The doctrine of purgatory is full of compassion, common sense, confidence, joy and eternal hope
Have you noticed how many Catholics seem to have forgotten purgatory?
When a loved one dies they say, “Aunt Hilda has gone to be with the Lord” or “Daddy is in heaven now.” or they comfort the bereaved by saying, “George is with his beloved Gladys now.” Or at Catholic funerals the preacher consoles the loved ones with talk about the departed being in heaven now.
This isn’t Catholic. It’s Protestant.
Most Protestants believe in the Calvinist doctrine of eternal security and think that as soon as a person dies they go straight to heaven. They quote the beautiful Bible verse, “to be absent in the body and be present with the Lord” (2 Corinthians 5:8). But St Paul is expressing his hope here, not a certainty.

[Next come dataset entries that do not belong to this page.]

PR #2440, opened 2024-07-01
feat: Add blueprint connections and related metadata

bharathkkb:


cli/bpmetadata/proto/bpmetadata.proto
```diff
@@ -453,6 +468,43 @@ message BlueprintVariable {
   string var_type = 3; // @gotags: json:"varType,omitempty" yaml:"varType,omitempty"
   google.protobuf.Value default_value = 4; // @gotags: json:"defaultValue,omitempty" yaml:"defaultValue,omitempty"
   bool required = 5; // @gotags: json:"required,omitempty" yaml:"required,omitempty"
+  // Incoming connections to this variable.
```
g-awmalik, line 471: Can we define "connections" a bit more explicitly so it's easier for a someone without ADC context to understand?

cli/bpmetadata/proto/bpmetadata_ui.proto
```diff
@@ -126,6 +127,22 @@ message DisplayVariable {
   // Optional.
   // Gen: manually-authored
   string boolean_group = 20; // @gotags: json:"booleanGroup,omitempty" yaml:"booleanGroup,omitempty"
+
+  // Alternate default value.
```
g-awmalik, line 131: What is this used for?

g-awmalik (commented):
LGTM for the most part but a few concepts require a bit more description.

g-awmalik:
@njlisi - please review.

cli/bpmetadata/proto/bpmetadata.proto
bharathkkb: good point, added some more details

cli/bpmetadata/proto/bpmetadata_ui.proto
bharathkkb: Added a line with expected usage.

cli/bpmetadata/proto/bpmetadata_ui.proto
```diff
@@ -126,6 +127,23 @@ message DisplayVariable {
...
+  // This allows authors to define an alternative value for pre identified usecases such as security.
```
njlisi, line 132: Could you add some more context here? "AlternateDefault" name gives an impression that this field will provide a different value in place of the _default_value_ field in _BlueprintVariable_(bpmetadata.proto), is that correct? Is it used for providing supporting information for the default_value?

njlisi (commented):
LGTM

cli/bpmetadata/proto/bpmetadata_ui.proto
```diff
@@ -126,6 +127,23 @@ message DisplayVariable {
...
+  // Gen: manually-authored.
+  message AlternateDefault {
+    // Type of the alternate default.
+    enum AlternateType {
```
q2w, line 136: Going forward if a new alternate type is needed, will we update this enum? Let's say if we want a default for ADC use case, would we created new alternate type?

q2w (approved):

cli/bpmetadata/proto/bpmetadata_ui.proto
bharathkkb: Added some more info

> "AlternateDefault" name gives an impression that this field will provide a different value in place of the default_value field in BlueprintVariable(bpmetadata.proto), is that correct?

Yup! Its intended to be a hand authored alternate to the one in BlueprintVariable.

cli/bpmetadata/proto/bpmetadata_ui.proto
bharathkkb: Yes and I am thinking ADC can also able to leverage or surface some these existing alternates

g-awmalik (approved):

PR #2445, opened 2024-07-09
fix: Disable JSS 15.1 periodic tests

NimJay:
* See Google-internal bug: [b/351840017](http://b/351840017)
* We would like to stop all deployments of JSS 15.1.
* JSS 15.1 = Deploy a Java application with Compute Engine
* CC: @donmccasland, @duncantech


g-awmalik (approved):

g-awmalik:
Applied

PR #2496, opened 2024-08-07
feat: add provider version to metadata generation

qz267:
Feature request from: b/356844884

Add [ProviderVersion](https://github.com/GoogleCloudPlatform/cloud-foundation-toolkit/blob/97922719e7e251f611535079e1969fbb4af6bf9b/cli/bpmetadata/proto/bpmetadata.proto#L202) to metadata auto generation. Changes including:
-   Added `parseBlueprintProviderVersions` function to `tfconfig.go`
-   Added `TestTFProviderVersion` to `tfconfig_test.go`
-   Wired up `parseBlueprintProviderVersions` to `getBlueprintRequirements` function, which was called in the metadata generation process.
-   Update [golden-metadata.yaml](https://github.com/GoogleCloudPlatform/cloud-foundation-toolkit/blob/97922719e7e251f611535079e1969fbb4af6bf9b/cli/bpmetadata/int-test/goldens/golden-metadata.yaml#L240-L251) `requirements` block, added provider versions block.

Checks:
-   `make go_test` passing
-   `make int_test` passing
-   `make docker_go_lint` passing


cli/bpmetadata/proto/bpmetadata.proto
```diff
@@ -2,87 +2,99 @@ syntax = "proto3";
...
 // - Gen: manually-authored
-// - Gen: partial (contains nested messages that can include both auto-generated and manually authored)
+// - Gen: partial (contains nested messages that can include both auto-generated
+// and manually authored)
 message BlueprintMetadata {
   // APIVersion is the apiVersion field of a metadata file
   // Gen: auto-generated
-  string api_version = 1; // @gotags: json:"apiVersion,omitempty" yaml:"apiVersion,omitempty"
+  string api_version =
+      1;  // @gotags: json:"apiVersion,omitempty" yaml:"apiVersion,omitempty"
```
bharathkkb, line 25: These changes look like formatting changes (maybe IDE?). Could we revert these and follow up in a different PR if it's only cosmetic?

cli/bpmetadata/tfconfig.go
```diff
@@ -188,6 +189,43 @@ func parseBlueprintVersion(versionsFile *hcl.File, diags hcl.Diagnostics) (strin
...
+	if err != nil {
+		return nil, err
+	}
+
+	for _, providerData := range hclModule.RequiredProviders {
+		providerVersion := &ProviderVersion{}
+
+		source := providerData.Source
+		if source == "" {
+			fmt.Printf("Not found source in provider settings\n")
```
bharathkkb, line 213: nit: Let's use `Log.Info` instead of `fmt.Printf` here and thoughout

cli/bpmetadata/tfconfig_test.go
```diff
@@ -266,3 +266,36 @@ func TestTFRoles(t *testing.T) {
...
 	}
 }
+
+func TestTFProviderVersions(t *testing.T) {
+	tests := []struct {
+		name                 string
+		configName           string
+		wantProviderVersions []*ProviderVersion
+	}{
+		{
```
bharathkkb, line 276: Could we add a few more cases
- no provider versions at all
- only source and no versions

bharathkkb (approved):
Thanks for the PR @qz267! Few minor comments

cli/bpmetadata/tfconfig_test.go
bharathkkb: Yeah TF would complain and our linter would fail for incomplete/invalid. The valid cases to test here are
- no provider info (TF downloads implied latest according to constraints in child modules if any) - example https://github.com/terraform-google-modules/terraform-google-network/blob/master/codelabs/simple/main.tf
- source is mentioned but no version - example https://github.com/terraform-google-modules/terraform-google-container-vm/blob/b9c7fdd2cd0bd09942440ac372fdee47bde57db9/examples/instance_with_config_file/versions.tf#L19-L21

cli/bpmetadata/tfconfig.go
qz267: done

cli/bpmetadata/tfconfig_test.go
qz267: Tests added and all passing on local runs.

cli/bpmetadata/proto/bpmetadata.proto
qz267: Done

qz267:
@bharathkkb a friendly ping, all the comments addressed, this PR ready for another review.

cli/bpmetadata/tfconfig.go
```diff
@@ -188,6 +189,43 @@ func parseBlueprintVersion(versionsFile *hcl.File, diags hcl.Diagnostics) (strin
 	return "", nil
 }
 
+// parseBlueprintProviderVersions gets the blueprint provider_versions from the provided config
+// from the provider_meta block
```
bharathkkb, line 193:
```suggestion
// from the required_providers block.
```

cli/bpmetadata/tfconfig.go
```diff
@@ -188,6 +189,43 @@ func parseBlueprintVersion(versionsFile *hcl.File, diags hcl.Diagnostics) (strin
...
+func parseBlueprintProviderVersions(versionsFile *hcl.File) ([]*ProviderVersion, error) {
+	var v []*ProviderVersion
+	var diags hcl.Diagnostics
+
+	//parse out the required providers from the config
+	var hclModule tfconfig.Module
+	hclModule.RequiredProviders = make(map[string]*tfconfig.ProviderRequirement)
+	hclModuleDiag := tfconfig.LoadModuleFromFile(versionsFile, &hclModule)
+	diags = append(diags, hclModuleDiag...)
```
bharathkkb, line 202: Is there a need to declare diags seperately?
```suggestion
	// parse out the required providers from the config
	var hclModule tfconfig.Module
	hclModule.RequiredProviders = make(map[string]*tfconfig.ProviderRequirement)
	diags := tfconfig.LoadModuleFromFile(versionsFile, &hclModule)
```

cli/bpmetadata/tfconfig.go
```diff
@@ -188,6 +189,43 @@ func parseBlueprintVersion(versionsFile *hcl.File, diags hcl.Diagnostics) (strin
...
+	err := hasHclErrors(diags)
+	if err != nil {
+		return nil, err
+	}
+
+	for _, providerData := range hclModule.RequiredProviders {
+		providerVersion := &ProviderVersion{}
+
+		source := providerData.Source
```
bharathkkb, line 211: nit: is there a reason to assign to source and then validate. IMO flow could be simplified to

```
if providerData.Source == ""{
   ...
}
if len(providerData. VersionConstraints) == 0{
   ...
}
v = append(v, &ProviderVersion{
source: providerData.Source,
version: strings.Join(providerData.VersionConstraints, ", "),
})
```

cli/bpmetadata/tfconfig.go
```diff
@@ -279,9 +317,22 @@ func getBlueprintRequirements(rolesConfigPath, servicesConfigPath string) (*Blue
 		return nil, err
 	}
 
+	//parse blueprint provider versions
+	versionsFile, diags := p.ParseHCLFile(versionsConfigPath)
```
bharathkkb, line 321: Could we check if `versionsConfigPath` exists and only proceed if versionsConfigPath exists. Ideally I would like to keep role and services even if versions does not exist.

qz267: Done

cli/bpmetadata/tfconfig.go
```diff
@@ -279,10 +310,30 @@ func getBlueprintRequirements(rolesConfigPath, servicesConfigPath string) (*Blue
 		return nil, err
 	}
 
-	return &BlueprintRequirements{
-		Roles:    r,
-		Services: s,
-	}, nil
+	if versionsConfigPath != "" {
```
bharathkkb, line 313: The file path I belive is static and will always be there but we should do something like https://github.com/GoogleCloudPlatform/cloud-foundation-toolkit/blob/3081bdc1f6710674330c337aac74484df3e4daa1/cli/util/file.go#L97 to check if its exists.

cli/bpmetadata/tfconfig.go
```diff
@@ -279,10 +310,30 @@ func getBlueprintRequirements(rolesConfigPath, servicesConfigPath string) (*Blue
...
+		if err != nil {
+			return nil, err
+		}
+
+		return &BlueprintRequirements{
+			Roles:            r,
+			Services:         s,
+			ProviderVersions: v,
+		}, nil
+	} else {
```
bharathkkb, line 331: nit: prefer to flip this logic to keep left aligned and can remove else block

```
if file does not exist {
return &BlueprintRequirements{
			Roles:    r,
			Services: s,
		}, nil
}

versionsFile, diags := p.ParseHCLFile(versionsConfigPath)
err = hasHclErrors(diags)
....

```

bharathkkb (approved):
Thanks for updating, just two last comments

cli/bpmetadata/tfconfig.go
qz267: Done

cli/bpmetadata/tfconfig.go
qz267: I applied https://github.com/GoogleCloudPlatform/cloud-foundation-toolkit/blob/3081bdc1f6710674330c337aac74484df3e4daa1/cli/bpmetadata/path.go#L23 here, WDYT?

qz267:
hmm, rerun the unit tests on local branch multiple times, all passing, might need to rerun the action job?

apeabody:
This is from the CFT CLI Test:

```
Error! Generated metadata(s) do not match the golden(s).
diff --git a/metadata.yaml b/metadata.yaml
index ffb9656..6059145 100644
--- a/metadata.yaml
+++ b/metadata.yaml
@@ -250,7 +250,7 @@ spec:
       - compute.googleapis.com
       - serviceusage.googleapis.com
     providerVersions:
-      - source: hashicorp/random
-        version: ">= 2.1"
       - source: hashicorp/google
         version: ">= 4.42, < 5.0"
+      - source: hashicorp/random
+        version: ">= 2.1"
```

Looks like maybe update the line ordering in cli/bpmetadata/int-test/goldens/golden-metadata.yaml?

qz267:
Updated golden metadata yml provider data.

bharathkkb:
@qz267 I missed that `RequiredProviders` output was coming from a map. It would be good to stable sort this to prevent any kind of diffs in the future due to ordering.

PR #2502, opened 2024-08-08
feat(tflint_bp_plugin): add min & max parameters

apeabody:


tflint-ruleset-blueprint/rules/terraform_required_version.go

In context his words are, “We have confidence and would prefer to be absent from the body and present with the Lord.”
However, there is more going on here than just the influence of Bible believing Calvinists. The real influence in this Catholic theological drift is universalism and semi-universalism.
Universalism is the heresy that everyone will be saved and semi-universalism is the wishy-washy halfway house in which people know they can’t hold to universalism so they say, “It is our hope that no one is in hell and that eventually everyone will be saved.”
I should point out that universalism and semi-universalism is usually held by nice, upper-middle-class educated people who don’t really know anyone who is not equally nice, educated, polite and middle class. They don’t know any really awful, sinful, nasty people so they can’t imagine that God would send anyone as nice and polite as them and their friends to hell.
What are the consequences of this universalism and semi-universalism? It’s just the kind of complacent, sentimental feel good religion we see in contemporary American Catholicism.
Since everyone will be saved we smoothly and sweetly assure people that “Uncle George is in heaven now” and “Be happy. Jimmy is with Jesus.”
One of the main reasons we’ve fallen into this trap is because we have forgotten purgatory.
The prevailing Protestant culture (which denied purgatory long ago) teaches that if the loved one isn’t in heaven immediately then he or she is in hell immediately and we sure don’t want to say THAT at the funeral or the bereavement counseling session. So we go the way of being nice and even when we know Jimmy and Uncle George were not exactly ready for yet to be ushered into the presence of the Almighty, we say so anyway.
Heaven has therefore become a kind of democratic all-inclusive theme park where everyone gets in and everyone has a happy time, world without end AMEN.
Another symptom of this “Grandpa went straight to heaven” heresy is the declining number of requests we get for requiem Masses to be said. Of course if people think Grandpa went straight to heaven they see no need to have Masses said for the repose of his soul.
Protestants and liberals don’t believe in Purgatory.
I’ve even heard a liberal nun tell a catechumen, “We don’t believe in all that since Vatican II.”
The Catholic belief is that most Christians, when they die — if they are not in a state of mortal sin — go to purgatory.
Purgatory is not a third place, but a kind of ante-chamber of heaven.
It’s where you go to finish your homework. It’s where you go to wash up before dinner.
Belief in purgatory is both compassionate and common sense.
It is compassionate because it allows for a place for us to go to finish the work of becoming “perfect as our Father in heaven is perfect.” It is compassionate because it takes human responsibility seriously and allows us to continue to co-operate with God’s grace for our soul’s purification.
Purgatory is common sense because all of us realize that very few of us are saints ready to enter directly into God’s presence, but also we know that (hopefully) not many of us are so desperately evil as to reject God forever and go to hell.
Therefore what do we say at funerals? We can be consistent with Catholic beliefs and also be compassionate.
We can say, “Thank God for George’s life. What a terrific man he was. We’ll all miss him, and you can bet I will continue to pray that God will complete his work of grace in George’s life.”
We can say, “Thank God for Jimmy. May God continue to lead him into his life, light and happiness.”
Purgatory is therefore a doctrine not only full of compassion and common sense, but also full of confidence, joy and eternal hope.